The lands for these various churches were either acquired by government grant, by community fundraising, by donation from a member of the congregation, or by a combination of these. Each of these denominations, if they had a resident minister or priest, also acquired or purpose-built a rectory, manse or presbytery, usually close by the Church.

Church of England (Anglican)

A chapel on the Tillimby estate near what is now Paterson seems to have been the first Church of England place of worship in the district. It was built as early as 1820 and used as a school as well as being referred to as the ‘Ranters’ Chapel’, presumably because it was used by the Wesleyans at a later date.[6] In 1836, the settlers of Paterson opened a subscription list to raise funds for a church. The Church of England Archdeacon subscribed £100, as did many living on the Williams River, some of them Presbyterians.[7] The church itself was not built until 1845, when it was consecrated as St Paul’s by Bishop Broughton the day after he did the same for St Mary’s-on-Allyn, the church built on the Boydell estate for Charles Boydell’s wife, who was also Bishop Broughton’s daughter.[8] Stained glass windows donated by his family commemorate the Rev Jennings-Smith, St Paul’s first Rector and main contributor to the building of this church.[9]

In 1849, a meeting was held at Dungog Court House attended by William Tyrrell, the new ‘Lord Bishop of Newcastle’, to organise the building of a new church in Dungog.
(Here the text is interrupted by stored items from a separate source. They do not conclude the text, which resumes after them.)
PR #3907, opened 2023-07-12
[BUG FIX] [MER-2312] Enter course as student doesn't work

eliknebel:
There were a couple issues related to manage links to Preview as instructor and Enter course as student around the different roles in the system. This PR attempts to fix those issues by:

1. "Preview as Instructor" always takes Instructors and System Admins to the instructor preview overview
2. Removes "Enter course as student" link, as this was not useful to instructors or system admins
3. Fixes a couple other issues identified through testing:
  - Sign out was broken for system admins in instructor dashboard
  - Various buttons were siblings with block elements, making margins not render correctly 

Screenshot 2023-07-12 at 1 06 03 PM

As a side note: the copy button does not work inside LTI iframes, as it would require a clipboard permission that, at least when tested in canvas, doesn't have.

### DIFF
--- a/lib/oli_web/components/delivery/user_account_menu.ex
+++ b/lib/oli_web/components/delivery/user_account_menu.ex
@@ -3,6 +3,7 @@ defmodule OliWeb.Components.Delivery.UserAccountMenu do
 
   import OliWeb.Components.Delivery.Utils
 
+  alias Oli.Accounts.{Author, SystemRole}
   alias OliWeb.Router.Helpers, as: Routes
   alias Oli.Delivery.Sections
   alias OliWeb.Common.SessionContext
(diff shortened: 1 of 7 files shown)


lib/oli_web/components/delivery/user_account_menu.ex
```diff
@@ -106,4 +107,16 @@ defmodule OliWeb.Components.Delivery.UserAccountMenu do
       </div>
     """
   end
+
+  defp signout_path(%SessionContext{user: user_or_admin}) do
```
eliknebel, line 111: Fixes sign out for system admins in instructor dashboard

lib/oli_web/live/common/properties/read_only.ex
```diff
@@ -23,6 +24,21 @@ defmodule OliWeb.Common.Properties.ReadOnly do
     """
   end
 
+  defp render_property(%{show_copy_btn: true} = assigns) do
+    copy_id = "copy-#{UUID.uuid4(:hex)}"
+
+    ~F"""
+    <div class="relative">
+      <input id={copy_id} class="form-control" type={@type} disabled value={@value}/>
```
eliknebel, line 32: Adds Copy button to readonly URL field to making it easier to open this link

lib/oli_web/router.ex
```diff
@@ -997,7 +997,7 @@ defmodule OliWeb.Router do
       :pow_email_layout
     ])
 
-    live("/:section_slug", Sections.OverviewView)
+    get("/:section_slug", PageDeliveryController, :index)
```
eliknebel, line 1000: There is logic to handle instructors vs students in PageDeliveryController index, we should be routing all base section/<slug> requests through that so there is only a single codepath for all users entering a section.

Previously, this would show the Manage LiveView, which wasn't being wrapped in the dashboard layout and isn't applicable to students

lib/oli_web/live/common/properties/read_only.ex
darrensiegel: Very nice addition!

darrensiegel (approved):

PR #3910, opened 2023-07-13
[MER-2248][IMPROVEMENT] Add enrollment button to student details

augusto1024:
[Link to the story](https://eliterate.atlassian.net/browse/MER-2248)

### DIFF
--- a/lib/oli_web/components/delivery/actions/actions.ex
+++ b/lib/oli_web/components/delivery/actions/actions.ex
@@ -8,6 +8,7 @@ defmodule OliWeb.Components.Delivery.Actions do
   alias Phoenix.LiveView.JS
   alias Oli.Delivery.Paywall
   alias Oli.Delivery.Paywall.Payment
+  alias OliWeb.Router.Helpers, as: Routes
 
   prop(enrollment_info, :map, required: true)
   prop(section, :map, required: true)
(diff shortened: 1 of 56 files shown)


lib/oli_web/components/delivery/actions/actions.ex
```diff
@@ -92,10 +105,35 @@ defmodule OliWeb.Components.Delivery.Actions do
               </button>
           </div>
         {/if}
+
+        <div class="ml-auto">
+          <button phx-click={JS.push("open", target: "#unenroll_user_modal")} class="btn btn-danger">Unenroll</button>
+        </div>
```
simonchoxx, line 111: Looks good! But... What do you think about adding some text on the left side of the button so that it is not loose on the right side? 
I'm thinking of some text like the one that has the functionality to change the role of the user above the unenroll button.

test/oli_web/live/delivery/student_dashboard/components/actions_tab_test.exs
```diff
@@ -109,6 +111,59 @@ defmodule OliWeb.Delivery.StudentDashboard.Components.ActionsTabTest do
...
+          section.slug,
+          :manage
+        )
+      )
+
+      assert Enrollment
+             |> where([e], e.user_id == ^student.id and e.section_id == ^section.id)
+             |> limit(1)
+             |> Oli.Repo.one()
+             |> Map.get(:status) == :suspended
```
simonchoxx, line 165: I'm not sure, but maybe this piece of test could be moved to the `sections_test.exs` module where there are some tests referring to enroll and unenroll actions (I don't know if this has been tested yet).

simonchoxx (commented):
Nice work 👏👏!! Just left you some small comments

simonchoxx:
@augusto1024 Just to let you know, I found an issue in the student's actions tab liveview when the following behaviour happened:

1 - The instructor unenroll a student
2 - The instructor filters the list of students by `suspended` and re-enters the profile of the previously unenrolled student.
3 - The instructor goes to the actions tab and the issue is happening right now.

test/oli_web/live/delivery/student_dashboard/components/actions_tab_test.exs
augusto1024: As discussed offline, I'm only querying the database to see if the user interaction actually made the user unenrolled, so it's ok for this to be here 😁

darrensiegel (approved):

PR #4373, opened 2023-10-31
[BUGFIX][MER-2557] Precision not working as expected

simonchoxx:
[MER-2557](https://eliterate.atlassian.net/browse/MER-2557)

This PR modifies the way to check the precision of an activity input result.

To check the precision, we take the definition of `precision` given in the stack overflow link in the [ticket description](https://eliterate.atlassian.net/browse/MER-2557).

- As an example, the correct result for the following activity should be 0.36, with a precision of 2.

Captura de pantalla 2023-10-31 a la(s) 16 30 27

- Activity resolution.

https://github.com/Simon-Initiative/oli-torus/assets/16328384/5cd56647-1de4-4baa-a8fa-ad3ed14a10fe

[MER-2557]: https://eliterate.atlassian.net/browse/MER-2557?atlOrigin=eyJpIjoiNWRkNTljNzYxNjVmNDY3MDlhMDU5Y2ZhYzA5YTRkZjUiLCJwIjoiZ2l0aHViLWNvbS1KU1cifQ

### DIFF
--- a/lib/oli/delivery/evaluation/rule.ex
+++ b/lib/oli/delivery/evaluation/rule.ex
@@ -146,21 +146,23 @@ defmodule Oli.Delivery.Evaluation.Rule do
         ["0", decimal] ->
           decimal
           |> String.replace_leading("0", "")
-          |> String.split("")
-          |> Enum.filter(&is_digit?/1)
-          |> Enum.count()
+          |> count_digits()
 
         [_integer, _decimal] ->
-          str
-          |> String.split("")
-          |> Enum.filter(&is_digit?/1)
-          |> Enum.count()
+          count_digits(str)
 
         [integer] ->
-          integer |> String.split("") |> Enum.filter(&is_digit?/1) |> Enum.count()
+          count_digits(integer)
       end
 
     digit_count == count
+  end
+
+  defp count_digits(string_number) do
+    string_number
+    |> String.split("")
+    |> Enum.filter(&is_digit?/1)
+    |> Enum.count()
   end
 
   defp is_range?(str), do: String.starts_with?(str, ["[", "("])
--- a/lib/oli/delivery/evaluation/rule.ex
+++ b/lib/oli/delivery/evaluation/rule.ex
@@ -139,7 +139,7 @@ defmodule Oli.Delivery.Evaluation.Rule do
   # if a precision is not specified (nil) then always evaluate to true
   defp check_precision(_value, nil), do: true
 
-  # checks the precision, now interpreted as # of significant figures
+  # checks the precision, now interpreted as number of significant figures
   defp check_precision(str, count) when is_binary(str) do
     sigfigs =
       case String.split(String.downcase(str), "e") do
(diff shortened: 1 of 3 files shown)


lib/oli/delivery/evaluation/rule.ex
```diff
@@ -142,10 +142,23 @@ defmodule Oli.Delivery.Evaluation.Rule do
...
-      |> String.split("")
-      |> Enum.filter(&is_digit?/1)
-      |> Enum.count()
+      case String.split(str, ".") do
+        ["0", decimal] ->
+          decimal
+          |> String.replace_leading("0", "")
+          |> String.split("")
+          |> Enum.filter(&is_digit?/1)
+          |> Enum.count()
```
gastonabella, line 151: Nit but these functions are called in the three cases, so what do you think about moving them to a separate function? It'd result in something like:
```elixir
defp count_digits(string_number) do
  string_number
  |> String.split("")
  |> Enum.filter(&is_digit?/1)
  |> Enum.count()
end

...

case String.split(str, ".") do
  ["0", decimal] ->
    decimal
    |> String.replace_leading("0", "")
    |> count_digits()

  [_integer, _decimal] ->
    count_digits(str)

  [integer] ->
    count_digits(integer)
end
```

gastonabella (approved):
Looks great!

andersweinstein:
This fix duplicates legacy "precision". While that is one approach to this issue, legacy "precision" is a very odd and unmotivated concept. What our chemistry instructors really want ultimately is correct significant figures. In discussions the OLI team decided it would be better to go straight to true significant figures on this issue, though this was not recorded on the ticket. That would break legacy parity in a couple of cases that would need to be fixed, but give chemistry and other courses the feature they really want.

The difference from legacy 'precision' arises on integers with trailing zeros: for 3400 legacy 'precision' is 4, but significant figures is 2 because trailing zeros are presumed to be there only because required as placeholders. To indicate a value of 3400 to four significant figures you must write 3400. (including a decimal point) or use scientific notation 3.400e3

bitbldr:
Agree with @andersweinstein. We should implemented actual Significant Figures and update the instances where this might break backward compatibility with legacy, they should be few.

We should also change the label in authoring from "Precision" to "Significant Figures"

bitbldr (changes requested):
See discussion from @andersweinstein around implementing sig figs

andersweinstein:
I got into trying to code this so I've checked in my version. This still has an issue with user input of the form 3400. with decimal point, which should have 4 significant figures rather than 2. The decimal point is apparently getting dropped from the user input somewhere on the way to the precision evaluation, but have not investigated where. 

Also uncertain on desired behavior in the edge case of a string of all zero digits, e.g. 0.00. This code gives it three. It is unlikely any instructor will ever  want to test significant figures on an all zero value so it will not matter very much, but have a question out to one Chem instructor to check.

darrensiegel (approved):
We are landing this as-is.  Any needed tweaks for edge case handling will come in future tickets.

PR #4397, opened 2023-11-06
RTL text bug fixes [MER-2703]

marc-hughes:
There were three issues:

1. The `<div dir="rtl">` tag was being logically inserted at the wrong level of abstraction.
2. The popup element was being rendered as a block element instead of inline
3. The new div with the direction, was causing content within paragraph elements to be styled incorrectly

### DIFF
--- a/assets/src/components/common/DeliveryElementRenderer.tsx
+++ b/assets/src/components/common/DeliveryElementRenderer.tsx
@@ -28,11 +28,18 @@ interface DeliveryElementRendererProps {
 export const DeliveryElementRenderer: React.FC<DeliveryElementRendererProps> = ({
   element,
   context,
-  inline
+  inline,
 }) => {
   const writerContext = defaultWriterContext(context);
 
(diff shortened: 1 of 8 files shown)


assets/src/components/common/DeliveryElementRenderer.tsx
```diff
@@ -6,6 +6,7 @@ import { HtmlContentModelRenderer } from 'data/content/writers/renderer';
 interface DeliveryElementRendererProps {
```
marc-hughes, line 6: Adding an inline option here supports our popup element

lib/oli/rendering/content.ex
```diff
@@ -121,11 +121,8 @@ defmodule Oli.Rendering.Content do
         %{"type" => "content", "children" => children} = element,
```
marc-hughes, line 121: This fixes the direction at the wrong level of abstraction.

Note: the new markdown renderer that @darrensiegel is working on will need to add a content writer function.

darrensiegel (approved):

PR #4412, opened 2023-11-08
[BUG FIX] [MER-2676] Section creation from product fails

bitbldr:
Fixes 2 issues related to database requests exceeding maximum parameters:
1. On section creation from a product with a large amount of section resources (specifically, the REAL chem course pilot)
2. When applying updates to sections with a large amount of section resources

This PR extends the original `chunk_by` record insertion approach by generalizing for all cases where section resource records are being created/recreated. A new function called `batch_insert_all` is introduced which takes a list of row maps, and batches them into `insert_all` operations according to some maximum parameter value (for now, it is just hardcoded to the postgres limit we experienced)

Verified it fixes both of these issues on heliotron using a production snapshot


gastonabella (approved):
LGTM 👏

darrensiegel (approved):
Really nice work generalizing this into the reusable `batch_insert_all`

At this meeting the proposed £450 cost of ‘a beautiful Church, drawn by Mr Blackett’ was subscribed or otherwise guaranteed.[10] Services had previously been held in the old court house and a weatherboard hall built in 1842. In 1861, Bishop Tyrrell dedicated the new church in Dungog.[11] The building of a parsonage was also mentioned and one seems to have existed by 1859, as a bazaar was run in July that year to liquidate a debt of £150 for repairs and alterations to it.[12] The present rectory was built in 1912.

Clarence Town received its first Church of England church in 1858 only to see it destroyed in a storm in 1868. Another was built in 1872 and a third has been standing since 1898.[13] The total communities covered by the Church of England Rectors, in addition to Clarence Town and Dungog, were Glen William, Bandon Grove (sharing a Union Church with the Wesleyans), Bendolba, Thalaba and private houses in Fosterton, Main Creek and Wallaringa. The Rector also often visited Upper Chichester and Wangat (New Park). Like many professionals in a rural district, for his trouble payment was often in kind rather than cash.[14] Clarence Town separated into its own parish in 1919.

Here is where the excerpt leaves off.